I was very intimidated but those here got me through that.  Basically I buy the PMDD and the MKP and that is it.  $18.00 worth of goods and $6.00 shipping seems to get me through a year of ferts.  I was using JUST flourish and it was costing me more than that and not nearly as comprehensive as what I get now.  

PMDD has everything in it except the Phosphates hence the reason I have to get MKP (Mono Potassium Phosphates).

The nice thing is the mixing (how much water vs how much power) is right on the bag when they send it.  From there you just need to figure out how much to dose based on your requirements.  You have to do that with the Seachem's stuff anyways.  

My plants have done much better with the dry ferts.  I was as timid as could be about it.  Once it got here and it told you how much water to put in with how much mix, it was all down hill from there.  I am very happy I went that route!  Saves me a bundle too!!!


----------



## George Farmer (30 Nov 2008)

I've had great results with Tropica Plant Nutrition and their '+' version that includes N and P.  It's an ideal all-in-one liquid fert suitable for most set ups.

Both our sponsors stock them.

I'm also using the Easy Life range that is also effective, but has 5 separate bottles.


----------



## stephanie (30 Nov 2008)

Thanks for the replys. 
I may go down the route of using Tropica plant Nutrition as i don't know much info on the dry ferts.
I have 3 small tanks in total all under 50 litres.... would the tropica be ok for this and is it safe to use if you have shrimp?

Thanks again

Steph


----------



## tennis4you (30 Nov 2008)

stephanie said:
			
		

> Thanks for the replys.
> I may go down the route of using Tropica plant Nutrition as i don't know much info on the dry ferts.
> I have 3 small tanks in total all under 50 litres.... would the tropica be ok for this and is it safe to use if you have shrimp?
> 
> ...



I have 1 HUGE tank so the liquid ferts just costs too much overall.  If these guys say something will treat you well I would serious consider it.  I treat their word like the aqua-scaping bible.  This is the only place I have found that will give you consistent answers and great results!


----------



## George Farmer (30 Nov 2008)

stephanie said:
			
		

> Thanks for the replys.
> I may go down the route of using Tropica plant Nutrition as i don't know much info on the dry ferts.
> I have 3 small tanks in total all under 50 litres.... would the tropica be ok for this and is it safe to use if you have shrimp?
> 
> ...



You can read Clive's excellent article on dry ferts for more info.  They work out much much cheaper but aren't everyone's cup of tea.

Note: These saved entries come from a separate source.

Issue #7767, opened 2020-07-06
Create subscription for 'Azure subscription as an Event Grid source'


realrubberduckdev:
[Create Event Grid subscription for resource events](https://github.com/Azure/azure-quickstart-templates/tree/master/101-event-grid-resource-events-to-webhook)

### Issue Details

The readme on the template above says `This template creates Event Grid subscription for either a resource group or Azure subscription` but it always creates a resource group subscription. We can see this on Azure portal on Event Subscriptions, that the subscription appears only on `Topic Type: Resource Groups`.

The ARM template [documentation](https://docs.microsoft.com/en-us/azure/templates/microsoft.eventgrid/2019-01-01/eventsubscriptions#property-values) only says

```
Use Microsoft.EventGrid/eventSubscriptions when subscribing to resource group events. Use <provider-namespace>/<resource-type>/providers/eventSubscriptions when subscribing to custom events or events for supported resource publishers.
```

But it has nothing on how to subscribe to [Azure subscriptions events](https://docs.microsoft.com/en-us/azure/event-grid/event-schema-subscriptions) for resources across the subscription. How do we create such a subscription using ARM templates?

PR #7872, opened 2020-07-28
Fix issue #7767

MCKLMT:
Fix issue #7767

- The template now deploys an Event Grid template with subscription events

### DIFF
--- a/101-event-grid-resource-events-to-webhook/azuredeploy.json
+++ b/101-event-grid-resource-events-to-webhook/azuredeploy.json
@@ -17,7 +17,10 @@
         },
         "systemTopicName": {
             "defaultValue": "systemTopicName",
-            "type": "String"
+            "type": "String",
+            "metadata": {
+                "description": "The name of the topic to create."
+            }
         }
     },
     "resources": [
@@ -27,7 +30,7 @@
             "name": "[parameters('systemTopicName')]",
             "location": "global",
             "properties": {
-                "source": "/subscriptions/5648d12a-ba49-4789-8793-6f7cc54e1556",
+                "source": "[concat('/subscriptions/', subscription().subscriptionId)]",
                 "topicType": "Microsoft.Resources.Subscriptions"
             }
         },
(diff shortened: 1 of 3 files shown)


MCKLMT:
@bmoore-msft I don't understand why the deployment of the template fails for this one because I can deploy it successfully on my environment. 🤷🏻‍♂️
Can you have a look please?

101-event-grid-resource-events-to-webhook/azuredeploy.json
```diff
@@ -14,27 +14,48 @@
...
         {
-            "type": "Microsoft.EventGrid/eventSubscriptions",
-            "name": "[parameters('eventSubName')]",
-            "apiVersion": "2018-01-01",
+            "type": "Microsoft.EventGrid/systemTopics",
+            "apiVersion": "2020-04-01-preview",
+            "name": "[parameters('systemTopicName')]",
+            "location": "global",
+            "properties": {
+                "source": "[concat('/subscriptions/', subscription().subscriptionId)]",
```
bmoore-msft, line 33: I think this is the change that's causing the problem... it's trying to elevate to subscription scope for some operation and the principal deploying only has permission to the resourceGroup - what's the intent of this change?

@tfitzmac - is this a doc sample? (where we care about the change) it's not marked as such in metadata but I think this sample pre-dates that approach

MCKLMT: The goal is to fix the issue mentioned. The previous template does not seem to deploy event grid topic for subscriptions but only for resource groups.

bmoore-msft: ok, the readme says "resource group or a subscription" - so if we can use the same template for either, then there should be a param for determining which should be done... and then in CI we'd choose the RG path.  If it's only for a subscription, then this needs to be moved to a subscription deployment since perms are needed at that scope to deploy it.

Still want @tfitzmac to chime in on how the sample is used in docs (if so)

tfitzmac: Yes, the doc owner should be spelluru

tfitzmac: Actually, it is referenced with the "deploy to Azure" button in the docs, but the code block is not displayed. In my opinion, we shouldn't add a doc owner for those cases, because the writer doesn't really need to be looped in for every change. However, I could be convinced otherwise.

bmoore-msft:
@MCKLMT can you take a look at the merge conflicts?

PR #7875, opened 2020-07-29
Fix SQL Server image versions

MCKLMT:
Fix SQL Server image versions on template https://github.com/azure/azure-quickstart-templates/tree/master/sqlvm-alwayson-cluster


MCKLMT:
@bmoore-msft The DS v3 series are not available in the region so the template deployment fails. Can we switch back to v2 series?

PR #7883, opened 2020-07-31
Add new deployment for ARM.

robinsh:
Add article and template for iot-hub-auto-route-messages. (missing screenshots)

### DIFF
--- a/101-iothub-auto-route-messages/README.md
+++ b/101-iothub-auto-route-messages/README.md
@@ -1,13 +1,3 @@
----
-title: Use an ARM template to create an Azure IoT Hub then send messages to the hub, routing them automatically to Azure Storage
-description: Use an ARM template to create an Azure IoT Hub then send messages to the hub, routing them automatically to Azure Storage
-author: robinsh
-ms.service: iot-hub
-services: iot-hub
-ms.author: robinsh
-ms.topic: conceptual
-ms.date: 07/31/2020
----
 # Quickstart: Deploy an Azure IoT Hub and a storage account using an ARM template
 
 In this quickstart, you use an Azure Resource Manager template (ARM template) to create an IoT Hub that will route messages to Azure Storage, and a storage account to hold them. After manually adding a virtual IoT device to the hub to submit the messages, you configure that connection information in the arm-read-write application to submit messages to the hub using that device. The hub has the routing configured, so the messages sent to the hub are automatically routed by the hub to the storage account. At the end of this quickstart, you can open the storage account and see the messages sent.
--- a/101-iothub-auto-route-messages/README.md
+++ b/101-iothub-auto-route-messages/README.md
@@ -41,9 +41,10 @@ Two Azure resources are defined in the template:
 
 1. Create the resources by deploying the ARM template.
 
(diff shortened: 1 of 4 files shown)


MCKLMT:
The deployment fails.
I think you have to fix a function name: https://github.com/robinsh/azure-quickstart-templates/blob/robinsh-arm-hub/101-iothub-auto-route-messages/azuredeploy.json#L14

Replace
```
subscription().subscriptionid
```
By
```
subscription().subscriptionId
```

robinsh:
When trying to publish that quickstart, I get errors, so I assumed it wasn’t published. I’ll take a look at it today. Thanks for letting me know.
Robin

MCKLMT:
@robinsh Let me know if you need help with the template.

robinsh:
The template actually works, at least for me. “The Powers That Be” edited it after I submitted it, so I’ll have to deploy it and check for errors (like the one you found). This is part of a “horizontal article” coming showing how to use that template to create the resources and then run an application to send messages to the hub, and see them be routed to storage. The real problem is getting the template pushed to the repo, as it gives a lot of strange error messages that I haven’t figured out how to fix yet. That’s why I was surprised to see that it’s in the repo. What good is it to give fatal error messages if it’s going to publish anyway??

robinsh:
Can you let me know where you see that? I looked at azure/azure-quickstart-templates and don’t see it in there. Is it in the private repo?
Robin

MCKLMT:
image
In the Azure Pipeline

robinsh:
Doesn’t the little red x on that line mean it failed? Why would you pull it if it failed? (Genuinely interested.)

MCKLMT:
Each template should follow best practices which are tested before the deployment. 
In your case, the deployment also fails.

robinsh:
Then why can you see it? I wouldn’t think it would how a deployment that failed. I know I’m bad at GIT, but generally that’s true!

robinsh:
So here's the deal. If you haven't published the template, and you refer to it in your readme file or in the how-to article, it won't build because your article can't find the template If you publish the template and parameter files first, thinking you will publish the how-to article later, they won't publish unless you have all the files, including a readme. This push should have the template, the parameters file, the metadata json, and a readme file (which is not the how-to unless a bunch of the other templates). Hopefully this will work.

MCKLMT:
Why opening multiple pull requests? The regular process is to open a pull request from a single branch and update this branch with your modifications. You have now 4 pull requests opened for the same template, right?

robinsh:
Thank you for your feedback.

Robin

robinsh:
Did you put in PRs against my branch(es) ? Are you mcklmt? I would appreciate it in the future if you would not edit my work while I’m still working on it. Seriously, dude.

MCKLMT:
Apologies it was a mistake.

robinsh:
Abandon in favor of the lasttry branch.

robinsh:
Ok. I have half-committed changes that I can’t see in the repo, but they come out if I merge something else in there. I’ve removed most of the extras now, and hopefully am working on the (final) changes.

Robin

PR #5007, opened 2020-11-24
jnp.array(): avoid unnecessary numpy array copy

jakevdp:
Currently calling `jnp.array(x)` for a numpy array `x` may create an unnecessary copy of `x` in numpy before pushing it to the device. Passing `copy=False` prevents this.

Related to #4486


mattjj (approved):
Good idea!

PR #2337, opened 2020-02-28
Change psum to perform a single tuple AllReduce, rather than one AllR…

hawkinsp:
…educe per PyTree element.

When performing AllReduces compiled on separate GPU or TPU hosts, it is important that the same AllReductions are performed in the same order. So far we have mostly been relying on compiler determinism to ensure that this is the case, but on GPU it is not a safe assumption because XLA may be nondeterministic. One example is that CuDNN autotuning may in principle cause completely different HLO schedules based on things like the temperature in the room.

Since XLA supports a tuple-at-a-time all-reduce, we can use it here to ensure that the correct behavior happens, provided there is only a single AllReduce in the program. If there are multiple AllReduces, ultimately we will need to force an order by threading a token value between them.

Tuple AllReduce is buggy on CPU, so we lower to the non-tuple variant there.

PR #5011, opened 2020-11-24
unify reduction collectives' implementations

mattjj:
The implementation of `psum` had diverged from that of `pmin` and `pmax` because the former had been adapted to to generate a single XLA collective ops with a tuple of inputs and outputs, rather than many separate collective ops. (See #2337 for the motivation to make `psum` operate on tuples.)

This PR updates the `pmin` and `pmax` implementations to follow that of `psum`, so that they can share code. This fixes a TODO from #4835.

### DIFF
--- a/jax/_src/lax/parallel.py
+++ b/jax/_src/lax/parallel.py
@@ -402,7 +402,7 @@ def _allreduce_translation_rule(prim, c, *args, axis_name, axis_index_groups,
     n = len(dtype_args)
     if is_complex and prim is lax.add_p:
       # TODO(b/141575627): we handle complex-dtype sum-reduction directly as a
-      # special case because it's not currently handled by XLA:GPU or XLA:CPU
+      # special case because it's not currently handled by XLA:GPU
       dtype_args = ([xops.Real(x) for x in dtype_args] +
                     [xops.Imag(x) for x in dtype_args])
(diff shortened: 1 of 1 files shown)


jax/_src/lax/parallel.py
```diff
@@ -420,14 +400,15 @@ def _psum_translation_rule(c, *args, axis_name, axis_index_groups, axis_env,
   for dtype, (indices, dtype_args) in sorted(args_by_type.items()):
     is_complex = dtypes.issubdtype(dtype, np.complexfloating)
     n = len(dtype_args)
-    if is_complex:
+    if is_complex and prim is lax.add_p:
+      # we handle complex-dtype sum-reduction directly as a special case
```
apaszke, line 404: It would be good to add some extra rationale for why is it done this way (if you remember).

apaszke (approved):
LGTM

jax/_src/lax/parallel.py
mattjj: Good point. I think the reason is/was that XLA did/didn't support collectives on complex values, but if that's the case then I should link a bug.

mattjj: Aha, it's b/141575627, where some folks commented: "The reason that the GPU doesn't support complex(AllReduce) is because nccl library doesn't support complex data types". Still, XLA:GPU could solve this for us.

I'll link the bug in a comment. Nice catch!

PR #5012, opened 2020-11-24
Call asarray() rather than array() to avoid host round-trips.

jakevdp:
Related to #4486, I was looking at some memory performance issues and realized that `jnp.array()`, unlike `jnp.asarray()`, will round-trip DeviceArray inputs to numpy arrays stored on the host before pushing them back to device: https://github.com/google/jax/blob/30bb4cf58676c5d173cbbe68b86c5a3b2a8966b0/jax/_src/numpy/lax_numpy.py#L2594-L2596

This makes it a very poor choice for library functions to call on inputs that may be device arrays: it adds an unnecessary round-trip to the host in order to copy the data.

This PR rectifies all the places in jax where I found this inadvertent round-trip.

### DIFF
--- a/jax/_src/nn/functions.py
+++ b/jax/_src/nn/functions.py
@@ -288,7 +288,7 @@ def one_hot(x, num_classes, *, dtype=jnp.float64):
   x = jnp.asarray(x)
   lhs = x[..., jnp.newaxis]
   rhs = lax.broadcast_to_rank(jnp.arange(num_classes, dtype=x.dtype), lhs.ndim)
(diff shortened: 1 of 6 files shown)


mattjj:
Should we instead revise `array` not to do the round-tripping?

jakevdp:
> Should we instead revise array not to do the round-tripping?

@hawkinsp put in a TODO for that at some point; I think that would be ideal but this is a quicker fix for now.

mattjj (approved):

PR #5014, opened 2020-11-25
Add support for nested xmaps

apaszke:
With the caveat that the outer xmap cannot use the `vectorize` resource
mapping, because the batching rule for xmap is not implemented yet (this
is going to be a follow up). But as long as the outer xmap only uses
real devices the nesting should work fine.

Note that we don't try to hard to handle perfectly nested `xmap`s
efficiently. But this shouldn't be an issue, because it is usually
trivial to flatten them on the user side.

Very similar logic can now be used to implement a `sharded_jit` version
that composes well with `xmap` (although it is unclear if it's an API
that we want to have in the long run).

### DIFF
--- a/jax/experimental/general_map.py
+++ b/jax/experimental/general_map.py
@@ -18,7 +18,8 @@ import contextlib
 import numpy as np
 import itertools as it
 from collections import namedtuple, OrderedDict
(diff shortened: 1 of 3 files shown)


mattjj (approved):
Wooo such fast progress!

http://www.ukaps.org/EI.htm

Some prefer liquid ferts due to their user-friendliness and in smaller aquaria, like yours, the cost isn't so much of an issue.

Tropica ferts are shrimp safe - I've been using them with CRS and Amano shrimp with success.


----------



## Wolfenrook (30 Nov 2008)

Just to add that Tropica ferts are shrimp safe at close to manufacturers recommended dosages (in a 180 litre tank for example, I wouldn't go much higher than 7mls per day).  Go too high and the copper in them does start to have an impact.

I have been using Easy Life Pro-Fito, Nitro and Fosfo lately, allowing me to dose more nitrate, less phosphate and less trace whilst still dosing enough of the potassium.  This has made for much happier shrimp and much healthier plants than using TPN+.  Using TPN+ I was having to dose potassium seperately, as increasing the amount by dosing more TPN+ led to problems with copper poisoning in my shrimp.  However with the Easy Life range, both the Pro-Fito and Nitro contain potassium, so I am adding more when I dose the Nitro without dosing more copper.

Ade


----------



## stephanie (30 Nov 2008)

George Farmer said:
			
		

> I've had great results with Tropica Plant Nutrition and their '+' version that includes N and P.  It's an ideal all-in-one liquid fert suitable for most set ups.
> 
> Both our sponsors stock them.
> 
> I'm also using the Easy Life range that is also effective, but has 5 separate bottles.



Would you have to get the Tropica Plant Nutrition and the +version?

Steph


----------



## George Farmer (1 Dec 2008)

stephanie said:
			
		

> Would you have to get the Tropica Plant Nutrition and the +version?


No.  The + version is ok on its own.  It contains all the nutrients that the regular version contains, including N and P.

For low lit tanks/low planting density/heavily stocked, there may be enough N and P from the fish/food, so the normal version will do.


----------



## stephanie (10 Dec 2008)

George Farmer said:
			
		

> stephanie said:
> 
> 
> 
> ...



So say if i have the tank heavily stocked, well planted with high lights which one would i go for?

I have also got on high light heavily planted with not much fish, what one would that be?

Just want to make sure i get the right one.

Thanks again for all your help

Steph


----------



## vauxhallmark (10 Dec 2008)

I'd go with + for any high light, heavily planted tank.

Mark


----------